Please paste code between code tags. Click # icon on toolbar to add the tags.


----------



## Macropod (Dec 26, 2018)

*Re: Command DoS Not Working (Excel VBA macro)- help please, hopefuly an easy fix?*



dwilson38550m said:


> I have a macro programme that runs from Excel - the CMDTEST macro opens the command prompt and downloads various invoices and saves these to a dedicated folder    P:\gla-files\Accounting Folder - Finance Team\1.Credit Control\USA\Debtors Falling Overdue\Summary Overdues Generated  This has always worked in the past but for some reason it no longer opens the CMD prompt.


Why are you running a separate command process for this when it could all be done with VBA within Excel?


----------



## dwilson38550m (Dec 27, 2018)

*Re: Command DoS Not Working (Excel VBA macro)- help please, hopefuly an easy fix?*

Hi,

The VBA in Excel opens up CMD and run a sequence of operations to download invoices.


----------



## dwilson38550m (Dec 27, 2018)

*Re: Command DoS Not Working (Excel VBA macro)- help please, hopefuly an easy fix?*

Hi I tried this but no luck.

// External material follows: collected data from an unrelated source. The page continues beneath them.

Issue #178, opened 2015-01-07
Explicitly select virtualenv or conda


cdeil:
The docs say that currently the choice for `conda` is made automatically if that is on the PATH.
This doesn't seem to work for me.

So far I was using `virtualenv` and now I switched to `conda` using `rm -r env` and then `asv` still said it would try to use virtualenv "Creating virtualenv for py2.7-astropy-numpy-scipy." and then failed like this:
https://gist.github.com/cdeil/96eb55690b5288af2b61#file-gistfile1-txt-L6

Maybe it would be better to let the user make an explicit choice for virtualenv / conda via a configuration option? (This might also be better in case in the future other "backends" like e.g. Docker are added.)
And is this info which one was used stored somewhere in the results?

mdboom:
I'm not opposed to this idea, by adding a new key to `asv.conf.json`.  This has caused other related issues as well in the past.

PR #180, opened 2015-01-08
Allow for overriding the environment type

mdboom:
Possible fix for #178.

@cdeil: Would you mind testing this to see if it fixes your original issue?

### DIFF
--- a/asv/environment.py
+++ b/asv/environment.py
@@ -106,6 +106,9 @@ def get_environment_class(conf, python):
         raise ValueError(
             "Unknown environment type '{0}'".format(conf.environment_type))
     else:
+        log.warn(
+            "No `environment_type` specified in asv.conf.json. "
+            "This will be required in the future.")
         # Try the subclasses in reverse order so custom plugins come first
         for cls in list(util.iter_subclasses(Environment))[::-1]:
             if cls.matches(python):
--- a/asv/environment.py
+++ b/asv/environment.py
@@ -72,10 +72,46 @@ def get_environments(conf):
     ----------
     conf : dict
         asv configuration object
+
+    python : str
+        Python version specifier.  Acceptable values depend on the
+        Environment plugins installed but generally are:
+
+        - 'X.Y': A Python version, in which case conda or virtualenv
+          will be used to create a new environment.
+
+        - 'python' or '/usr/bin/python': Search for the given
+          executable on the search PATH, and use that.  It is assumed
+          that all dependencies and the benchmarked project itself are
+          already installed.
     """
     for python in conf.pythons:
         for env in get_environments_for_python(conf, python):
             yield env
+
+
+def get_environment_class(conf, python):
+    """
+    Get a matching environment type class.
+
+    Parameters
+    ----------
+    conf : dict
+        asv configuration object
+    """
+    if conf.environment_type:
+        for cls in util.iter_subclasses(Environment):
+            if cls.tool_name == conf.environment_type:
+                return cls
+        raise ValueError(
+            "Unknown environment type '{0}'".format(conf.environment_type))
+    else:
+        # Try the subclasses in reverse order so custom plugins come first
+        for cls in list(util.iter_subclasses(Environment))[::-1]:
+            if cls.matches(python):
+                return cls
+        raise ValueError(
+            "No way to create environment for '{0}'".format(python))
 
 
 def get_environments_for_python(conf, python):
@@ -100,14 +136,9 @@ def get_environments_for_python(conf, python):
           that all dependencies and the benchmarked project itself are
           already installed.
     """
-    # Try the subclasses in reverse order so custom plugins come first
-    for cls in list(util.iter_subclasses(Environment))[::-1]:
-        if cls.matches(python):
-            for env in cls.get_environments(conf, python):
-                yield env
-            break
-    else:
-        raise ValueError("No way to create environment for '{0}'".format(python))
+    cls = get_environment_class(conf, python)
+    for env in cls.get_environments(conf, python):
+        yield env
 
 
 class PythonMissingError(BaseException):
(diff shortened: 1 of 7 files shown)


asv/template/asv.conf.json
```diff
@@ -36,6 +36,13 @@
     // environments in.  If not provided, defaults to "env"
     // "env_dir": "env",
 
+    // The tool to use to create environments.  May be "conda",
+    // "virtualenv" or other value depending on the plugins in use.
+    // If missing or the empty string, the tool will be automatically
+    // determined by looking for tools on the PATH environment
+    // variable.
+    // "environment_type": "",
```
cdeil: The new "environment_type" option doesn't show up in the reference docs ... I think you have to add it in `docs/source/asv.conf.json.rst`, no?

An unrelated point is that there's this warning:
```
/Users/deil/code/asv/docs/source/asv.conf.json.rst:66: WARNING: Inline literal start-string without end-string.
```
Maybe run `build_sphinx` on travis-ci or if it already does make warnings fail the build?

docs/source/using.rst
```diff
@@ -167,30 +169,32 @@ over and dependencies are installed into the environment.  The
...
-    always runs its benchmarks in a virtual environment, so it will
-    not change what is installed in any of the python environments on
-    your system.
+Environments can be created using different tools.  By default,
+``asv`` ships with support for `anaconda
+<https://store.continuum.io/cshop/anaconda/>`__ and `virtualenv
+<https://pypi.python.org/pypi/virtualenv>`__, though plugins may be
+installed to support other environment tools.  By default, if
+``conda`` is found in your ``PATH``, it will be used, and if not, fall
+back to ``virtualenv``.  To override this behavior, the
```
cdeil: This doesn't work for me.

If I run `asv run EXISTING` for https://github.com/gammapy/gammapy-benchmarks with `conda` in the `PATH` it still uses `virtualenv`, not `conda` as claimed here.
@mdboom - Can you reproduce this behaviour?

asv/template/asv.conf.json
mdboom: I've added this to the reference docs and fixed the syntax error.

docs/source/using.rst
mdboom: No -- I would like to get to the bottom of why it's failing for you.

What does:

```
>>> from asv import util
>>> asv.which('conda')
```

give for you?

cdeil: The issue is that I have `conda` on my PATH without `asv` installed:
```
$ python
Python 3.4.2 |Anaconda 2.1.0 (x86_64)| (default, Oct 21 2014, 17:42:20) 
[GCC 4.2.1 (Apple Inc. build 5577)] on darwin
Type "help", "copyright", "credits" or "license" for more information.
>>> from asv import util
  File "<stdin>", line 1, in <module>
ImportError: No module named 'asv'
```

So `asv` uses Macports Python:
```
eduroam-3-163:gammapy-benchmarks deil$ which asv
/Users/deil/Library/Python/3.4/bin/asv
eduroam-3-163:gammapy-benchmarks deil$ cat /Users/deil/Library/Python/3.4/bin/asv
#!/opt/local/bin/python
# EASY-INSTALL-ENTRY-SCRIPT: 'asv==0.1','console_scripts','asv'
__requires__ = 'asv==0.1'
import sys
from pkg_resources import load_entry_point

if __name__ == '__main__':
    sys.exit(
        load_entry_point('asv==0.1', 'console_scripts', 'asv')()
    )
```
Any way to avoid that "gotcha" or print some warning message?
Or at least mention this in the docs?

mdboom: Perhaps there's some confusion here.  When the docs say `conda` on your `PATH`, I mean explicitly the `conda` executable, not the Python interpreter that `conda` provides.  I should be able to run `conda` or `which conda` at the command prompt and have that work.

In any event, it shouldn't matter which python `asv` is running under (except for the testing example I gave above) in order for it to find `conda`.  Any Python interpreter shouldn't be messing with `PATH`.

Can you try:

```
$/opt/local/bin/python
>>> from asv import util
>>> asv.which('conda')
```

cdeil: Does this help?
```bash
$ which conda
/Users/deil/software/anaconda/anaconda3/bin/conda
$ which python
/Users/deil/software/anaconda/anaconda3/bin/python
$ python -c 'from asv import util; print(util.which("conda"))'
  File "<string>", line 1, in <module>
ImportError: No module named 'asv'
$ /opt/local/bin/python -c 'from asv import util; print(util.which("conda"))'
/Users/deil/software/anaconda/anaconda3/bin/conda
```

mdboom: Hmm... puzzling.  That's exactly what `asv` does to check the existence of `conda`.  It then goes on to do:

```
$ conda create --yes -p /tmp/foo python=2.7 --dry-run
```

Does that fail?

If that's not it, all I can suggest is to try to step through `plugins/conda.py:Conda:matches` to see why it's returning `False`.

asv/environment.py
```diff
@@ -77,6 +77,42 @@ def get_environments(conf):
...
+    """
+    if conf.environment_type:
+        for cls in util.iter_subclasses(Environment):
+            if cls.tool_name == conf.environment_type:
+                return cls
+        raise ValueError(
+            "Unknown environment type '{0}'".format(conf.environment_type))
+    else:
+        # Try the subclasses in reverse order so custom plugins come first
+        for cls in list(util.iter_subclasses(Environment))[::-1]:
```
mdboom: Yes -- we should probably transition to being explicit.  I think in the meantime, I'll just add a warning.

cdeil:
:+1: ... i.e. explicitly setting the environment type to use conda works for me.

I will try a couple of other ways...maybe opening up a .bat is not the best way to do it...it can't even open up cmd     effectively I just need excel can to open cmd copy a list of invoices I need downloaded a3:a200 and save these to a specific directory.


----------



## Kenneth Hobson (Dec 27, 2018)

*Re: Command DoS Not Working (Excel VBA macro)- help please, hopefuly an easy fix?*

Give an example with obfuscated paths if needed.  Either an API or Workbooks(path).SaveAs method might be a better route.


----------